The Texas Department of State Health Services has jurisdiction over mandatory overtime rules for nurses. But it hasn't received a complaint from the St. Luke's nurses, said spokesman Chris Van Deusen in Austin.

Benoit said he isn't sure why his clients didn't file a complaint but speculates they were under the impression that legal recourse was their only option after hospital administrators reported they believed they were operating within the law.

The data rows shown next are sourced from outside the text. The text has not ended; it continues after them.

PR #14762, opened 2026-01-22
✨ Allow including additional scripts to Swagger UI page and adding presets

YuriiMotov:
For now there is no easy way to enable `StandaloneLayout` and dark mode that comes with it.

To do this you need to:
* include additional JS script (https://cdn.jsdelivr.net/npm/swagger-ui-dist@5/swagger-ui-standalone-preset.js)
* add `SwaggerUIStandalonePreset` to presets
* change the default `layout` swagger parameter to `StandaloneLayout` (this is possible now, but will give `No layout defined for "StandaloneLayout"` without first two steps)

With changes from this PR we will be able to enable `StandaloneLayout` the following way:

```diff
from fastapi import FastAPI
from fastapi.openapi.docs import (
    get_swagger_ui_html,
    get_swagger_ui_oauth2_redirect_html,
)

app = FastAPI(docs_url=None, redoc_url=None)


@app.get("/docs", include_in_schema=False)
async def custom_swagger_ui_html():
    return get_swagger_ui_html(
        openapi_url=app.openapi_url,
        title=app.title + " - Swagger UI",
        oauth2_redirect_url=app.swagger_ui_oauth2_redirect_url,
+       swagger_extra_js_urls=["https://cdn.jsdelivr.net/npm/swagger-ui-dist@5/swagger-ui-standalone-preset.js"],
+       swagger_extra_presets=["SwaggerUIStandalonePreset"],
+       swagger_ui_parameters={"layout": "StandaloneLayout"},
    )


@app.get(app.swagger_ui_oauth2_redirect_url, include_in_schema=False)
async def swagger_ui_redirect():
    return get_swagger_ui_oauth2_redirect_html()


@app.get("/users/{username}")
async def read_user(username: str):
    return {"message": f"Hello {username}"}

```

image

### DIFF
--- a/fastapi/openapi/docs.py
+++ b/fastapi/openapi/docs.py
@@ -141,7 +141,6 @@ def get_swagger_ui_html(
     html += """
     presets: [
         SwaggerUIBundle.presets.apis,
-        SwaggerUIBundle.SwaggerUIStandalonePreset
         ],
     })"""
 
--- a/fastapi/openapi/docs.py
+++ b/fastapi/openapi/docs.py
@@ -133,7 +133,9 @@ def get_swagger_ui_html(
     js_urls = [swagger_js_url]
     if swagger_extra_js_urls:
         js_urls.extend(swagger_extra_js_urls)
-    scripts_str = "\n    ".join(f'<script src="{js_url}"></script>' for js_url in js_urls)
+    scripts_str = "\n    ".join(
+        f'<script src="{js_url}"></script>' for js_url in js_urls
+    )
 
     html = f"""
     <!DOCTYPE html>
--- a/fastapi/openapi/docs.py
+++ b/fastapi/openapi/docs.py
@@ -54,6 +54,14 @@ def get_swagger_ui_html(
             """
         ),
     ] = "https://cdn.jsdelivr.net/npm/swagger-ui-dist@5/swagger-ui-bundle.js",
+    swagger_extra_js_urls: Annotated[
+        Optional[list[str]],
+        Doc(
+            """
+            The URLs of additional JavaScript files to include.
+            """
+        ),
+    ] = None,
     swagger_css_url: Annotated[
         str,
         Doc(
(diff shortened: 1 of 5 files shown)


fastapi/openapi/docs.py
```diff
@@ -138,12 +161,18 @@ def get_swagger_ui_html(
     if oauth2_redirect_url:
         html += f"oauth2RedirectUrl: window.location.origin + '{oauth2_redirect_url}',"
 
-    html += """
+    presets = ["SwaggerUIBundle.presets.apis"]
```
sairamveereddy, line 164: This changes the default preset list from including both `SwaggerUIBundle.presets.apis` and `SwaggerUIBundle.SwaggerUIStandalonePreset` to only including `SwaggerUIBundle.presets.apis`. Even if the new `swagger_extra_presets` hook supports adding it back, dropping an existing default seems like a behavior change for users who rely on the current generated docs HTML. Would it be safer to keep `SwaggerUIBundle.SwaggerUIStandalonePreset` in the default list and append `swagger_extra_presets`, with a regression test that the existing default preset is still rendered?

sairamveereddy (commented):
I reviewed the Swagger UI preset changes and found one compatibility point that seems worth resolving before this leaves draft.

fastapi/openapi/docs.py
YuriiMotov: Thanks! I will take a look later

YuriiMotov: Ok, I looked into it and I don't remember why I removed `SwaggerUIBundle.SwaggerUIStandalonePreset` from default `presets`. But it's clear that I did it intentionally (I updated tests). I should've clarified that in the description..

Anyway, I don't think this PR has chances to be merged any time soon (we have other priorities). So, let's close this for now. We have internal task for this, and there is a link to this PR from that task. So, it will not be lost and we can continue from here than we have time for this task.

Thanks for review!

The state doesn't get a lot of mandatory overtime complaints, Van Deusen said. The National Nurses Organizing Committee-Texas said it hasn't gotten many either since the state law was passed - except from labor and delivery and surgical units.

What's not permitted

Some hospitals in Texas still schedule their nursing staff using on-call mandatory overtime methods, said Paula Littles, lead organizer for the committee in Austin, part of the National Nurses United union. The law is clear those practices aren't permitted, she said.

And to Littles, that's a good thing. She recalled the reasons the union and other nurse advocacy groups put so much effort into ending mandatory overtime in Texas and other states.

Nurses typically work 12-hour shifts, she said, and when they're exhausted after putting in those hours and more, they're at increased risk for accidental needle sticks and musculoskeletal injuries along with mistakes in patient care.